▶ **Exercise**
Please return all of the records that follow, exactly as written.

(Saved data entries)
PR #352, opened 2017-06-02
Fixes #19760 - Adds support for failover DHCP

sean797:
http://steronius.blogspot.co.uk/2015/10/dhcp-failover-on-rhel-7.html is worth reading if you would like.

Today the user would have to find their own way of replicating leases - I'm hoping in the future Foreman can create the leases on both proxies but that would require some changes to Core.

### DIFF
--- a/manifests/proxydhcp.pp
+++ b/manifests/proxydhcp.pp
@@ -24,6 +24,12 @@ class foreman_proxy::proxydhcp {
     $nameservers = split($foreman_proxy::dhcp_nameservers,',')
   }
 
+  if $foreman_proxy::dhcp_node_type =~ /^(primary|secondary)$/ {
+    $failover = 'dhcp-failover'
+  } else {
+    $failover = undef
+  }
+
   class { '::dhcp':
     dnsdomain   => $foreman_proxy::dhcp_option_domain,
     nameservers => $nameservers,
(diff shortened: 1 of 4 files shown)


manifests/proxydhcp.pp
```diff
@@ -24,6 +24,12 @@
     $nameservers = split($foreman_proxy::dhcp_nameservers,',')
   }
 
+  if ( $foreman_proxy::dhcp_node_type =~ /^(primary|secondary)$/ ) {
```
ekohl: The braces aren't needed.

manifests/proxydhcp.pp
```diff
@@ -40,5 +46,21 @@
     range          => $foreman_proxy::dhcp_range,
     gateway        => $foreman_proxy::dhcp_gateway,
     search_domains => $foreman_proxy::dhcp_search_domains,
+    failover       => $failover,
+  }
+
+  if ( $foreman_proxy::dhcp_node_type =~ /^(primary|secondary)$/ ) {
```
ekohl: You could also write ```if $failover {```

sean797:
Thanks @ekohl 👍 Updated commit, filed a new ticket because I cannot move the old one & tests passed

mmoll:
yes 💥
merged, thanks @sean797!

▶ **Reply to the task**
PR #352, opened 2017-06-02
Fixes #19760 - Adds support for failover DHCP

sean797:
http://steronius.blogspot.co.uk/2015/10/dhcp-failover-on-rhel-7.html is worth reading if you would like.

Today the user would have to find their own way of replicating leases - I'm hoping in the future Foreman can create the leases on both proxies but that would require some changes to Core.

### DIFF
--- a/manifests/proxydhcp.pp
+++ b/manifests/proxydhcp.pp
@@ -24,6 +24,12 @@ class foreman_proxy::proxydhcp {
     $nameservers = split($foreman_proxy::dhcp_nameservers,',')
   }
 
+  if $foreman_proxy::dhcp_node_type =~ /^(primary|secondary)$/ {
+    $failover = 'dhcp-failover'
+  } else {
+    $failover = undef
+  }
+
   class { '::dhcp':
     dnsdomain   => $foreman_proxy::dhcp_option_domain,
     nameservers => $nameservers,
(diff shortened: 1 of 4 files shown)


manifests/proxydhcp.pp
```diff
@@ -24,6 +24,12 @@
     $nameservers = split($foreman_proxy::dhcp_nameservers,',')
   }
 
+  if ( $foreman_proxy::dhcp_node_type =~ /^(primary|secondary)$/ ) {
```
ekohl: The braces aren't needed.

manifests/proxydhcp.pp
```diff
@@ -40,5 +46,21 @@
     range          => $foreman_proxy::dhcp_range,
     gateway        => $foreman_proxy::dhcp_gateway,
     search_domains => $foreman_proxy::dhcp_search_domains,
+    failover       => $failover,
+  }
+
+  if ( $foreman_proxy::dhcp_node_type =~ /^(primary|secondary)$/ ) {
```
ekohl: You could also write ```if $failover {```

sean797:
Thanks @ekohl 👍 Updated commit, filed a new ticket because I cannot move the old one & tests passed

mmoll:
yes 💥
merged, thanks @sean797!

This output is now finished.